Grab-Its are microwave-safe cookware easily identifiable by their tab handle. They were introduced by Corning Glass Works in 1977, under the Corning Ware brand and are now sold in a slightly different form by Corelle Brands. Grab-Its are notable as being among the first cookware specifically designed for microwave use - their design was recognized by the Smithsonian's Cooper-Hewitt, National Design Museum. Grab-Its strongly resemble porringers.

Grab-Its were made available in two sizes, smaller 15 ounce and larger "Grab-A-Meal" 24 ounce versions. The 15 ounce Grab-Its were available with a plastic cover and/or a Pyrex glass lid. 24 ounce versions came with a glass lid only. In addition to microwave use, Corning Ware and Visions Grab-Its made of Pyroceram are safe on the stovetop, in the oven, and under a broiler (without cover). Newer Corning Ware Grab-Its made of stoneware are safe for microwave and oven use only.

History
Grabits were originally produced and sold by Corning Glass Works, and made from opaque Pyroceram glass-ceramic material.
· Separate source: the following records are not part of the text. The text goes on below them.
PR #170, opened 2019-01-10
Various CMake improvements

Rbiessy:
Various changes mostly needed by Eigen:
- fix issue if multiple targets use the same source file
- ~take into account arguments from the `COMPILE_FLAGS` target property~ Removed as it may break the compiler if some flags are meant for a different host compiler only (i.e. gcc)
- call separate_arguments on `COMPUTECPP_USER_FLAGS` as the user should just be able to give space separated string
- remove unused `device_compiler_includes` variable

### DIFF
--- a/cmake/Modules/FindComputeCpp.cmake
+++ b/cmake/Modules/FindComputeCpp.cmake
@@ -243,13 +243,10 @@ function(__build_ir)
 
   set(include_directories "$<TARGET_PROPERTY:${SDK_BUILD_IR_TARGET},INCLUDE_DIRECTORIES>")
   set(compile_definitions "$<TARGET_PROPERTY:${SDK_BUILD_IR_TARGET},COMPILE_DEFINITIONS>")
-  set(compile_options "$<TARGET_PROPERTY:${SDK_BUILD_IR_TARGET},COMPILE_OPTIONS>")
   set(generated_include_directories
     $<$<BOOL:${include_directories}>:-I\"$<JOIN:${include_directories},\"\t-I\">\">)
   set(generated_compile_definitions
     $<$<BOOL:${compile_definitions}>:-D$<JOIN:${compile_definitions},\t-D>>)
-  set(generated_compile_options
-    $<$<BOOL:${compile_options}>:$<JOIN:${compile_options},\t>>)
 
   # Obtain language standard of the file
   set(device_compiler_cxx_standard)
@@ -303,7 +300,6 @@ function(__build_ir)
     OUTPUT ${outputSyclFile}
     COMMAND ${ComputeCpp_DEVICE_COMPILER_EXECUTABLE}
             ${COMPUTECPP_DEVICE_COMPILER_FLAGS}
-            ${generated_compile_options}
             ${generated_include_directories}
             ${generated_compile_definitions}
             -o ${outputSyclFile}
--- a/cmake/Modules/FindComputeCpp.cmake
+++ b/cmake/Modules/FindComputeCpp.cmake
@@ -266,19 +266,20 @@ function(__build_ir)
     set(device_compiler_cxx_standard "")
   endif()
 
-  list(APPEND COMPUTECPP_DEVICE_COMPILER_FLAGS
-    ${device_compiler_cxx_standard}
-    ${COMPUTECPP_USER_FLAGS}
-  )
-
   get_property(source_compile_flags
     SOURCE ${SDK_BUILD_IR_SOURCE}
     PROPERTY COMPUTECPP_SOURCE_FLAGS
   )
   separate_arguments(source_compile_flags)
   if(source_compile_flags)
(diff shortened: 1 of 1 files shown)


cmake/Modules/FindComputeCpp.cmake
```diff
@@ -259,19 +262,25 @@ function(__build_ir)
...
-    list(APPEND target_compile_flags ${source_compile_flags})
+    list(APPEND COMPUTECPP_DEVICE_COMPILER_FLAGS ${source_compile_flags})
   endif()
 
-  list(APPEND COMPUTECPP_DEVICE_COMPILER_FLAGS
-    ${device_compiler_cxx_standard}
-    ${COMPUTECPP_USER_FLAGS}
-    ${target_compile_flags}
-  )
+  get_target_property(target_compile_flags ${SDK_BUILD_IR_TARGET} COMPILE_FLAGS)
```
jwlawson: Would it be better to use a generator expression to extract the compile flags? That way a user can add flags to the target after calling `add_sycl_to_target` and they will still be added to the custom command.

Rbiessy: That's a good point, it would be good yeah. I'm not too comfortable with generators but I can try that.

Rbiessy: I tried something similar to the 2 generators above but I can't make it work if the property is a space separated string (which it is in Eigen). It is considered as a single argument so the `join` does nothing and once it is given to `add_custom_command` CMake will backslash the spaces...
There is a similar issue here: http://www.gccxml.org/Bug/view.php?id=14353#c33712
The only solution I see is to write all the arguments to a file and tell the compiler to read the arguments from there.
Note that the 2 others generators would not work with a space separated property either they just don't happen to be used in Eigen. Is Eigen in the wrong here or is this something we should support?

cmake/Modules/FindComputeCpp.cmake
```diff
@@ -234,7 +235,9 @@ function(__build_ir)
   get_filename_component(sourceFileName ${SDK_BUILD_IR_SOURCE} NAME)
 
   # Set the path to the integration header.
-  set(outputSyclFile ${CMAKE_CURRENT_BINARY_DIR}/${sourceFileName}.sycl)
+  # The .sycl filename must depend on the target so that different targets
+  # using the same source file will be generated with a different rule.
+  set(outputSyclFile ${CMAKE_CURRENT_BINARY_DIR}/${SDK_BUILD_IR_TARGET}_${sourceFileName}.sycl)
   set(depFileName ${CMAKE_CURRENT_BINARY_DIR}/${sourceFileName}.sycl.d)
```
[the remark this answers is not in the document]
Rbiessy: Will do.

cmake/Modules/FindComputeCpp.cmake
jwlawson: The option should be a semicolon separated cmake list, not space separated. That sounds like an Eigen problem to me.

Also I just noticed this is using `COMPILE_FLAGS` --- this is deprecated and you should be using `COMPILE_OPTIONS`. I have no idea if that works if Eigen is setting `COMPILE_FLAGS` though.

Rbiessy: Ok I could convert the COMPILE_FLAGS string to a COMPILE_OPTIONS list just in Eigen only for SYCL so that's working fine, thanks.

cmake/Modules/FindComputeCpp.cmake
```diff
@@ -234,15 +235,21 @@ function(__build_ir)
...
+  set(depFileName ${baseSyclName}.sycl.d)
 
   set(include_directories "$<TARGET_PROPERTY:${SDK_BUILD_IR_TARGET},INCLUDE_DIRECTORIES>")
   set(compile_definitions "$<TARGET_PROPERTY:${SDK_BUILD_IR_TARGET},COMPILE_DEFINITIONS>")
+  set(compile_options "$<TARGET_PROPERTY:${SDK_BUILD_IR_TARGET},COMPILE_OPTIONS>")
   set(generated_include_directories
     $<$<BOOL:${include_directories}>:-I\"$<JOIN:${include_directories},\"\t-I\">\">)
   set(generated_compile_definitions
     $<$<BOOL:${compile_definitions}>:-D$<JOIN:${compile_definitions},\t-D>>)
+  set(generated_compile_options
```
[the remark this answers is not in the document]
Rbiessy: I tried without it but then `compile_options` is given as is to `add_custom_command` (i.e. as a semicolon separated string). I'm guessing even though `add_custom_command` accepts generators it is not able to automatically convert the list to a space separated string.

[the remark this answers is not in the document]
DuncanMcBain: Roger that!

PR #171, opened 2019-01-10
Add support for compiler driver

Rbiessy:
This allows to build a target using compute++ driver. For now CMAKE_CXX_COMPILER has to be set as late as possible (i.e just before calling add_sycl_to_target) otherwise CMake will reset the cache.
This doesn't affect any of the current samples in this repository.

I am not too sure about the variable naming convention. As far as I understand it we use camelCase for variable that are not exposed?

### DIFF
--- a/cmake/Modules/FindComputeCpp.cmake
+++ b/cmake/Modules/FindComputeCpp.cmake
@@ -94,7 +94,6 @@ set(ComputeCpp_ROOT_DIR "${computecpp_canonical_root_dir}" CACHE PATH
 
 if(NOT ComputeCpp_INFO_EXECUTABLE)
   message(WARNING "Can't find computecpp_info - check ComputeCpp_DIR")
-  set(COMPUTECPP_DEVICE_COMPILER_FLAGS "")
 else()
   execute_process(COMMAND ${ComputeCpp_INFO_EXECUTABLE} "--dump-version"
     OUTPUT_VARIABLE ComputeCpp_VERSION
@@ -116,17 +115,7 @@ else()
       message(WARNING "platform - your system CANNOT support ComputeCpp")
     endif()
   endif()
-
-  execute_process(COMMAND ${ComputeCpp_INFO_EXECUTABLE}
-    "--dump-device-compiler-flags"
-    OUTPUT_VARIABLE COMPUTECPP_DEVICE_COMPILER_FLAGS
-    RESULT_VARIABLE ComputeCpp_INFO_EXECUTABLE_RESULT OUTPUT_STRIP_TRAILING_WHITESPACE)
-  if(NOT ComputeCpp_INFO_EXECUTABLE_RESULT EQUAL "0")
-    message(WARNING "compute++ flags - Error obtaining compute++ flags!")
-  endif()
 endif()
-mark_as_advanced(COMPUTECPP_DEVICE_COMPILER_FLAGS)
-separate_arguments(COMPUTECPP_DEVICE_COMPILER_FLAGS)
 
 find_package_handle_standard_args(ComputeCpp
   REQUIRED_VARS ComputeCpp_ROOT_DIR
@@ -148,6 +137,9 @@ if(NOT ComputeCpp_FOUND)
   return()
 endif()
 
+list(APPEND COMPUTECPP_DEVICE_COMPILER_FLAGS -O2 -mllvm -inline-threshold=1000 -intelspirmetadata)
+mark_as_advanced(COMPUTECPP_DEVICE_COMPILER_FLAGS)
+
 if(CMAKE_CROSSCOMPILING)
   if(NOT COMPUTECPP_DONT_USE_TOOLCHAIN)
     list(APPEND COMPUTECPP_DEVICE_COMPILER_FLAGS --gcc-toolchain=${COMPUTECPP_TOOLCHAIN_DIR})
@@ -157,7 +149,6 @@ if(CMAKE_CROSSCOMPILING)
 endif()
 
 list(APPEND COMPUTECPP_DEVICE_COMPILER_FLAGS -sycl-target ${COMPUTECPP_BITCODE})
-list(REMOVE_ITEM COMPUTECPP_DEVICE_COMPILER_FLAGS -emit-llvm)
 message(STATUS "compute++ flags - ${COMPUTECPP_DEVICE_COMPILER_FLAGS}")
 
 if(NOT TARGET OpenCL::OpenCL)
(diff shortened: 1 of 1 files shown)


cmake/Modules/FindComputeCpp.cmake
```diff
@@ -397,19 +396,44 @@ function(add_sycl_to_target)
     "${multi_value_args}"
     ${ARGN}
   )
-  set(fileCounter 0)
-  # Add custom target to run compute++ and generate the integration header
-  foreach(sourceFile ${SDK_ADD_SYCL_SOURCES})
-    if(NOT IS_ABSOLUTE ${sourceFile})
-      set(sourceFile "${CMAKE_CURRENT_SOURCE_DIR}/${sourceFile}")
+
+  # If the CXX compiler is set to compute++ enable the driver. This removes the
```
DuncanMcBain: Just the first line as a comment is sufficient, I think

cmake/Modules/FindComputeCpp.cmake
```diff
@@ -397,19 +396,44 @@ function(add_sycl_to_target)
...
+  # need to explicitly generate the sycl integration header in a separate
+  # compiler pass.
+  get_filename_component(cmakeCxxCompilerFileName "${CMAKE_CXX_COMPILER}" NAME)
+  if("${cmakeCxxCompilerFileName}" STREQUAL "compute++")
+    if(MSVC)
```
DuncanMcBain: We have a separate CMake file for compiler and platform checks, though I suppose it's no good if you get junk on Windows. What happens? Do you get a sensible error message? Can we use compute++ as a Windows compiler without using sycl-driver?

cmake/Modules/FindComputeCpp.cmake
```diff
@@ -397,19 +396,44 @@ function(add_sycl_to_target)
...
+
+    # Set all flags required to compile the target when using the compiler driver
+    list(APPEND computecppDriverCompileFlags ${COMPUTECPP_DEVICE_COMPILER_FLAGS}
+                                             ${COMPUTECPP_USER_FLAGS})
+    get_target_property(includeAfter ${SDK_ADD_SYCL_TARGET} COMPUTECPP_INCLUDE_AFTER)
+    if(includeAfter)
+      list(APPEND computecppDriverCompileFlags -fsycl-ih-last)
+    endif()
+    # Remove flags that are handled by the driver.
+    list(REMOVE_ITEM computecppDriverCompileFlags -emit-llvm -sycl)
```
DuncanMcBain: We get these flags from the computecpp_info tool, but it's starting to look like we might as well maintain our own list here, since the computecpp_info ones are occasionally outdated (like -emit-llvm). That way, you'd not have to remove any here.

Rbiessy: Yeah I'm not a big fan of the flags given by computecpp_info to be honest.
It would break a lot of existing CMake samples if we stop using them by default though :/

cmake/Modules/FindComputeCpp.cmake
Rbiessy: So I have no idea what the state of compute++ on Windows is today with or without the driver. All I know is that apparently when it was tried with Eigen, driver was not working but 2 steps compiler was. I don't have a way of testing on Windows either :/

cmake/Modules/FindComputeCpp.cmake
Rbiessy: Nevermind ignore me it would still work just fine. We could just by default add `-O2 -mllvm -inline-threshold=1000 -intelspirmetadata` to `COMPUTECPP_DEVICE_COMPILER_FLAGS` and later either add `-sycl-driver` or `-sycl`. Would this mean we would be able to remove the call to `computecpp_info --dump-is-supported` as well as `--dump-device-compiler-flags`?

DuncanMcBain: The is-supported thing is arguably becoming less useful, as it will tell you some platforms aren't supported when they are. And it doesn't make sense when cross-compiling either. And, in fact, I don't know how it determines which platform you're targeting (you might have several, only one of which is supported). It's possible, then, that removing a couple of those calls wouldn't be a bad thing. It makes the followup code so much simpler (`-sycl` can then be added only inside build_ir, for example). I'd like to keep `computecpp_info` as a part of the whole find process, though, users might still want to do whatever with it.

Rbiessy: I only removed the call to --dump-device-compiler-flags as I think --dump-is-supported is unrelated to this PR after all.

cmake/Modules/FindComputeCpp.cmake
```diff
@@ -401,19 +391,51 @@ function(add_sycl_to_target)
...
-    MATH(EXPR fileCounter "${fileCounter} + 1")
-  endforeach()
+
+    get_target_property(includeAfter ${SDK_ADD_SYCL_TARGET} COMPUTECPP_INCLUDE_AFTER)
+    if(includeAfter)
+      list(APPEND COMPUTECPP_USER_FLAGS -fsycl-ih-last)
+    endif()
+    list(INSERT COMPUTECPP_DEVICE_COMPILER_FLAGS 0 -sycl-driver)
+    # Prepend COMPUTECPP_DEVICE_COMPILER_FLAGS and append COMPUTECPP_USER_FLAGS
+    foreach(prop COMPILE_OPTIONS INTERFACE_COMPILE_OPTIONS)
```
Rbiessy: This whole foreach loop is supposed to be equivalent to:
```
target_compile_options(${SDK_ADD_SYCL_TARGET} BEFORE PUBLIC ${COMPUTECPP_DEVICE_COMPILER_FLAGS})
target_compile_options(${SDK_ADD_SYCL_TARGET} PUBLIC ${COMPUTECPP_USER_FLAGS})
```
I don't understand why the `BEFORE` option is not prepending the flags as I think it should. If we don't prepend the default `-O2` could override the user's optimization level.
Should we only add `-O2` for the 2 steps compilation instead?

cmake/Modules/FindComputeCpp.cmake
DuncanMcBain: It is unrelated, but I still wouldn't mind it being removed :p

cmake/Modules/FindComputeCpp.cmake
DuncanMcBain: I don't really mind. `O2` is definitely needed, right enough. Can't you `list(PREPEND COMPUTECPP_USER_FLAGS -O2 etc)`?

Rbiessy: It is an issue if you want to debug and give `O0`.
`list(PREPEND ...)` won't make it simpler, I would still need to do the loop for both `COMPILE_OPTIONS` and `INTERFACE_COMPILE_OPTIONS`, to read the property and to set it again.

PR #177, opened 2019-02-11
Remove codeplay specific implementation details from vptr

DuncanMcBain:


AdamHarries:
LGTM, modulo tests passing on travis. As discussed, we might need to be aware of issues with the reinterpret casting of buffers, and a comment might be useful to warn future users that there might still be bugs, but I imagine that having this in the SDK will just root them out faster, at worst.

Ruyk:
LGTM

PR #111, opened 2017-09-30
Add rudimentary search result ranking

jboning:
Use some extremely basic heuristics to demote results that are
apparently tests or third-party code, and promote ones that seem
especially relevant.

Though this is reasonably helpful by itself, it's very much a starting
point. A couple of obvious avenues for future improvement:
 - Use ctags definition information as an input to the scoring, and
   promote matches which are definitions.
 - Raise the backend result limit to collect and score more results,
   when we can do so quickly, then return the best $n to the user.

### DIFF
--- a/src/codesearch.h
+++ b/src/codesearch.h
@@ -113,6 +113,7 @@ struct match_result {
     vector<StringPiece> context_after;
     StringPiece line;
     int matchleft, matchright;
+    int score;
 };
 
 struct file_result {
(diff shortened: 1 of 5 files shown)


nelhage:
I wonder if we should also do a similar heuristic sort on the entire corpus (or at least within repos) while indexing, since we return matches in roughly index order; That would tend to promote better matches even when we're over the search limit.

But this seems like a strong start.

Do you mind writing a test or two? Should be relatively easy to write a C++ test in `tests/` that emits a few files our-of-order in the index and asserts that they come back in the right order.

Corning introduced Grab-Its under the Visions brand in 1988. These were made of transparent Pyroceram (known as Celexium in some regions) with an amber tint. A Cranberry variant was introduced in the early 1990s.

Not long after the Corning Consumer Products Company (now known as Corelle Brands) was spun off in 1998, Pyroceram-based Grabits were discontinued in the USA with the close of the Martinsburg, WV plant in the early 2000s.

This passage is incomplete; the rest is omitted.